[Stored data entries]
- - -
PR #810, opened 2026-09-16
WorldContainer: Make Replication Linear and Idempotent

EricaCMitchell:
## Description

`WorldContainer::replicate()` sent each entry once per rank turn, so replication traffic grew with the rank count instead of staying at one copy per entry. This PR makes rank replication transmit every original entry exactly once, makes a repeated call send no container entries when every rank's replica remains valid (it still performs one `gop.min` reduction to agree on that condition, plus the requested trailing fence), and documents when node replication is a safe policy.

### Background

`do_replicate` walked the container with `begin()`/`end()` while it inserted into that same container inside the loop. Rank `k` therefore broadcast not only its own shard, but every shard it had already received from ranks `0..k-1`. With `N` global nodes over `P` ranks, the total sent was `N * (P + 1) / 2` entries rather than `N` — an excess factor that grows without bound in `P`.

Two further costs multiplied it. The old code broadcast each entry as a separate key and a separate value. `broadcast_serializable` (`worldgop.h:774`) issues two blocking tree broadcasts per call, so replication required `4 * entries + 2 * P` latency-bound tree traversals.

Measured on master, four 3-D functions at `k=8`, `thresh=1e-6`, `N=1828` nodes, Open MPI on one machine at `MAD_NUM_THREADS=1`:

| Ranks | Entries sent | Excess factor | Replicate time |
|---|---|---|---|
| 1 | 0 | — | 0.0001 s |
| 2 | 2784 | 1.52 | 0.302 s |
| 4 | 4768 | 2.61 | 0.971 s |
| 8 | 8736 | 4.78 | 1.867 s |

The measured entry counts match the `N * (P + 1) / 2` model, which predicts 2742, 4570 and 8226. At 27 μs per broadcast, the traversal count accounts for most of the 2-rank time — the operation is latency-bound, not bandwidth-bound.

### Transient memory: peak grows to about 2× the largest rank shard

This PR increases the peak transient memory of `do_replicate`. The old code sent one entry at a time, so it held one serialized entry at a time. The new code sends one root's whole shard in one `broadcast_serializable` call:

- **On the root rank:** the `entries` vector, plus a `BUFLEN` byte buffer (`worldgop.h:786`) that holds the serialized shard. For `Tensor` values the vector is a shallow copy, so the buffer is the main cost: about 1× the shard.
- **On each receiving rank:** the same `BUFLEN` buffer, plus the deserialized `vector<pair<key, value>>` with new, deep tensor data. Both exist at the same time until `broadcast_serializable` deletes the buffer. The peak is about 2× the root's shard, in addition to the memory that the rank already uses.

The memory is released before the next root's broadcast starts, so the peak depends on the largest single rank shard, not on the total container size. Chunked broadcasts (`worldgop.cc:218`) prevent MPI `int` overflow, but they do not decrease this peak.

For 3-D production functions the shard is small and the increase is not significant. For 6-D work (MP2/CC2, `-DENABLE_GENTENSOR=ON`), one rank's shard can be many GB. A run that fitted in memory before this PR can then fail with out-of-memory during `replicate()`.

### Application-level effect: MPQC MRA-MCSCF

Measured in MPQC (`173ae7292e`), Be atom, Dirac/X2C, `L=30`, eps=1e-5, on one MacBook Air
(M3). Each cell is the median of 3 runs, with the two tags built separately and the runs
shuffled and interleaved in one session. Two steps were timed: the purified atomic orbitals
built once per run, and the reconstruction of the atomic spinor partners done once per MCSCF
iteration. Both steps call `replicate()`.

| Metric | Setup | `f2d0a38d` | this branch | speed-up [95% CI] |
|---|---|---|---|---|
| Purified atomic orbitals | 1 rank × 4 threads | 5.19 s | 5.20 s | 1.00× [0.96, 1.02] |
| Spinor partners, per call | 1 rank × 4 threads | 3.10 s | 3.11 s | 1.00× [0.98, 1.04] |
| Purified atomic orbitals | 2 ranks × 3 threads | 8.30 s | **5.21 s** | **1.59× [1.57, 1.65]** |
| Spinor partners, per call | 2 ranks × 3 threads | 3.92 s | **2.82 s** | **1.39× [1.36, 1.40]** |
| Total wall time | 2 ranks × 3 threads | 393.5 s | 369.4 s | 1.07× [0.99, 1.08] |

With 2 ranks the branch makes the purified orbitals 1.59× faster and the spinor-partner
reconstruction 1.39× faster than `f2d0a38d`. With 1 rank, where `do_replicate` returns at once,
the branch costs nothing: both steps land within 1.5% of `f2d0a38d` and the confidence
intervals include 1. The branch also removes the penalty for adding a second rank — under
`f2d0a38d` reconstruction gets 26% slower going from 1 rank to 2 (3.10 → 3.92 s), under this
branch it gets 9% faster (3.11 → 2.82 s). Energies are identical between the two commits
(−14.6197110503 Eh at eps=1e-5), so the branch changes speed only.

The confidence intervals are bootstraps over 3 runs per cell, on one machine and one molecule.
Total wall time is dominated by other work and is given for context only.

## Details

- [X] [728224379](https://github.com/m-a-d-n-e-s-s/madness/commit/728224379ff210be7ec58d119e63fef21ab85848) `world:` `do_replicate` (`worlddc.h`) records the local keys of each rank before it communicates. It then broadcasts one packed `std::vector<std::pair<keyT, valueT>>` per root, so each entry crosses the wire one time. The broadcast count falls from `2N(P+1) + 2P` to `2P`, and a one-rank world returns at once. Peak transient memory grows to about 2× the largest rank shard; see the section above. The new `test_replication.cc` counts the output serializations and the packed payloads, and `CMakeLists.txt` registers it with a 2-rank MPI variant.
- [X] [642db0453](https://github.com/m-a-d-n-e-s-s/madness/commit/642db04532d423ba6ee5979641b50d9d07b68c36) `world:` `WorldContainerImpl` gets a `rank_replication_complete_` flag. `replicate()` reduces the flag with `world.gop.min`, then does the requested fence and returns if all ranks agree. Thus no rank skips a broadcast that another rank enters. `clear()`, `reset_pmap_to_local()`, `replicate_on_hosts()`, and both redistribute phases clear the flag. New tests cover a full clear, a clear on one rank, a map-only pmap reset, and redistribution before and after replication. The docs tell the caller that queued tasks must not change the container during the call.
- [X] [498eaede4](https://github.com/m-a-d-n-e-s-s/madness/commit/498eaede482d267f36ca21769efd343cc2aee960) `mra:` `Function::replicate(type, fence)`, `replicate(fence)`, and `replicate_on_hosts(fence)` (`mra.h`) now give the ownership rule for each policy. Under node replication the lowest rank on each host owns all coefficient nodes, other ranks route container access such as `find` to that rank, and `eval_local_only` returns false on them because it does no communication. `test_memory_measurement.cc` asserts that `eval_local_only` succeeds only on the host-primary rank. No call site changes its policy.

## Verification

- `madness/test/{world/test_replication, mra/test_memory_measurement}` and their `_mpi2` variants: 4/4 pass.
- `MAD_NUM_THREADS=1 mpiexec -np 3 --bind-to none ./build/src/madness/world/test_replication` and `-np 4`: exit code 0.
- MADWorld short suite (`ctest -L short -R madness/test/world`): 24/24 pass.
- Additionally, in a separate build directory `-DENABLE_MPI=OFF -DMADNESS_BUILD_MADWORLD_ONLY=ON`: configures, builds, and passes the single-process test (`madness/test/world/test_replication/run`). The change adds no raw `MPI_*` calls — everything goes through `World::gop`.
- clang-tidy: no diagnostics on any changed line.
- `git diff --check f2d0a38de HEAD`: clean.
- **Not tested: packed replication on the node-replication path.** `replicate_on_hosts` calls `do_replicate(world_primary)`. On one host, `world_primary` has one rank, and `do_replicate` returns at once, so the packing code does not run on that path. Every run above used one host. A 2-host run of `test_memory_measurement_mpi2`, with one rank per host, runs that code.

### Notes for reviewers

- Replication remains a collective distribution conversion. A repeated call does not reconcile replicas that other code modified independently; the new documentation states this. Per-key edits to a replicated container must be made the same way on every rank; `clear()` resets replication, so the next `replicate()` call redistributes from scratch.
- Node replication stays opt-in and benefits from the corrected shared helper.
- The PR makes no change to MRA checkpoint serialization or `FunctionDefaults`.

## AI
- Claude Code diagnosed the `N * (P + 1) / 2` scaling defect, implemented the fix and the idempotency tracking, wrote `test_replication.cc`, and drove the verification runs (ctest, `-DENABLE_MPI=OFF` build, clang-tidy) listed above.


evaleev:
Pushed a1b64dc6b on top of this branch, which simplifies `do_replicate`.

The quadratic traffic on master has a single cause: receivers `insert` into `local` while later ranks still have their turn to broadcast `begin()..end()`, so each root re-sends what it received from earlier roots. The minimal fix is to leave the loop as it was and just defer the inserts: receivers push `(key, value)` into a side buffer, and the buffer is drained into the container after the last rank's turn. Every rank then broadcasts exactly what it held on entry, and total traffic is N.

With that, the key snapshot + `find(acc, key)` re-lookup on the sender is unnecessary (it only existed because inserts were still happening mid-loop), so I dropped it. I also dropped the whole-shard `vector<pair<K,V>>` broadcast: on every receiver it holds the serialized byte buffer of the entire root shard and the deserialized vector alive at once, so peak transient memory is ~2x the largest shard on top of resident data — a problem for the 6-D GENTENSOR cases where a shard is multi-GB. Per-entry broadcast keeps the peak at essentially resident size (the side buffer is moved out, and `Tensor`-valued payloads are shallow handles anyway). Fewer collective round-trips is a separable optimization; if per-entry latency turns out to matter for a real workload it should be done as chunked batches with a byte budget, with a measurement, in its own PR.

The idempotency flag, its resets, and the `gop.min` collective decision are unchanged. `test_replication` no longer probes the archive layout for packed payloads (that only validated the bulk path); the `2 * nkeys` serialization bound alone distinguishes a linear replication from the old re-broadcasting one — I confirmed it fails with the master behavior reintroduced. `test_replication` at 1–4 ranks and `test_dc` at 1, 2, 4 ranks pass.

One thing to think about, not addressed here: the fast path silently skips propagation if a rank inserted locally after the last `replicate()`. The doc comment says "does not reconcile replicas", but nothing enforces it; a `gop.min`/`gop.max` on `size()` that falls back to a full replicate when they disagree would catch the common case for one extra small reduction.

evaleev (approved):

PR #816, opened 2026-09-18
mra: scale the truncation tolerance by the mean cell width, not the smallest

evaleev:
## Problem

`truncate_mode` 1, 2 and 3 scale the truncation tolerance by the physical width of the box, `tol*min(1, 2^-level * L)`. For an anisotropic cell the width has to be reduced to one number, and `L` was `cell_min_width`, the smallest dimension. That ties the tolerance to the cell's **aspect ratio** rather than to its resolution: at the level that resolves the widest dimension to a given spacing, the narrow dimension is already finer by the aspect ratio, and the tolerance is tightened by that factor for nothing.

Nobody noticed because every molecular MADNESS calculation goes through `set_cubic_cell`, where min and mean coincide. It bites slab and wire cells, which is what periodic MPQC uses.

## Evidence

MPQC/MRA, H10 chain, LDA/PBE/TPSS/HF, periodic cell 100x100x18 bohr, eps 1e-6, `truncate_mode` 0 -> 1:

| method | wall | peak RSS |
|---|---|---|
| LDA | 5m15s -> 1h11m | 6.3 -> 51.6 GB |
| PBE | 5m47s -> 1h14m | 6.3 -> 51.6 GB |
| TPSS | 7m15s -> 1h17m | 6.6 -> 51.9 GB |
| HF | 8m25s -> 1h29m | 6.3 -> 51.7 GB |

Hartree-Fock pays the same 10x as the functionals, so this is the tolerance, not the XC term. Running the same chain with *open* boundaries in the same cell separates the contributions: the narrow cell alone costs ~2x (1.4x in a cubic 200 bohr box vs 2.6x in this one), and periodicity multiplies that by ~4, because the operator apply screens lattice displacements with this very tolerance (`funcimpl.h`, `do_apply`), so images that were negligible survive.

## Fix

Use the geometric mean, `volume^(1/NDIM)` — the width consistent with the box volume. Cubic cells are unaffected.

Measured, MPQC LDA h10 chain, open BC, 400x400x40 cell, eps 1e-6, converged in 11 iterations either way:

| tolerance | energy | wall | peak RSS |
|---|---|---|---|
| mode 0 | -5.57595199 | 4m04s | 5.9 GB |
| mode 1, mean (this PR) | -5.57596852 | 6m13s | 9.6 GB |
| mode 1, min (before) | -5.57597161 | 9m59s | 14.4 GB |

1.6x less time *and* memory at aspect ratio 10, with the energy moving 3.1e-6 where mode 0 sits 2.0e-5 away from the old answer. I have not run a tighter reference, so I claim only that the two mode-1 values bracket a 3e-6 spread; the mean is not presented as *more* accurate than the min, just very much cheaper and far closer than mode 0. (The "before" numbers were taken with a temporary switch that is not part of this PR.)

`test_truncate_tol` covers modes 0-3 in a 400x400x40 cell and pins that a cubic cell is unchanged.


evaleev:
Fixed in 5c95a6980. `clear_cell()` now zeroes `cell_geometric_mean_width` alongside `cell_volume` and `cell_min_width`, so modes 1-3 cannot scale by a cell that is no longer set.

The finding was real: with the cached field left stale, `get_cell_geometric_mean_width()` returned 185.66 (the previous 400x400x40 cell) after `clear_cell()`, where `get_cell_min_width()` correctly returned 0. `test_truncate_tol` now covers the reset path and failed on that exact value before the fix.

One incidental note for anyone writing a similar test: the reset path has to be left with `set_cell()`, not `set_cubic_cell()`, since the latter writes into the existing cell tensor and `clear_cell()` has emptied it.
- - -
Your instructions —
Of the lines above, extract only those from the line with "With 2 ranks" to the line with "(−14.6197110503 Eh at", both included, exactly as written.

Task output —
With 2 ranks the branch makes the purified orbitals 1.59× faster and the spinor-partner
reconstruction 1.39× faster than `f2d0a38d`. With 1 rank, where `do_replicate` returns at once,
the branch costs nothing: both steps land within 1.5% of `f2d0a38d` and the confidence
intervals include 1. The branch also removes the penalty for adding a second rank — under
`f2d0a38d` reconstruction gets 26% slower going from 1 rank to 2 (3.10 → 3.92 s), under this
branch it gets 9% faster (3.11 → 2.82 s). Energies are identical between the two commits
(−14.6197110503 Eh at eps=1e-5), so the branch changes speed only.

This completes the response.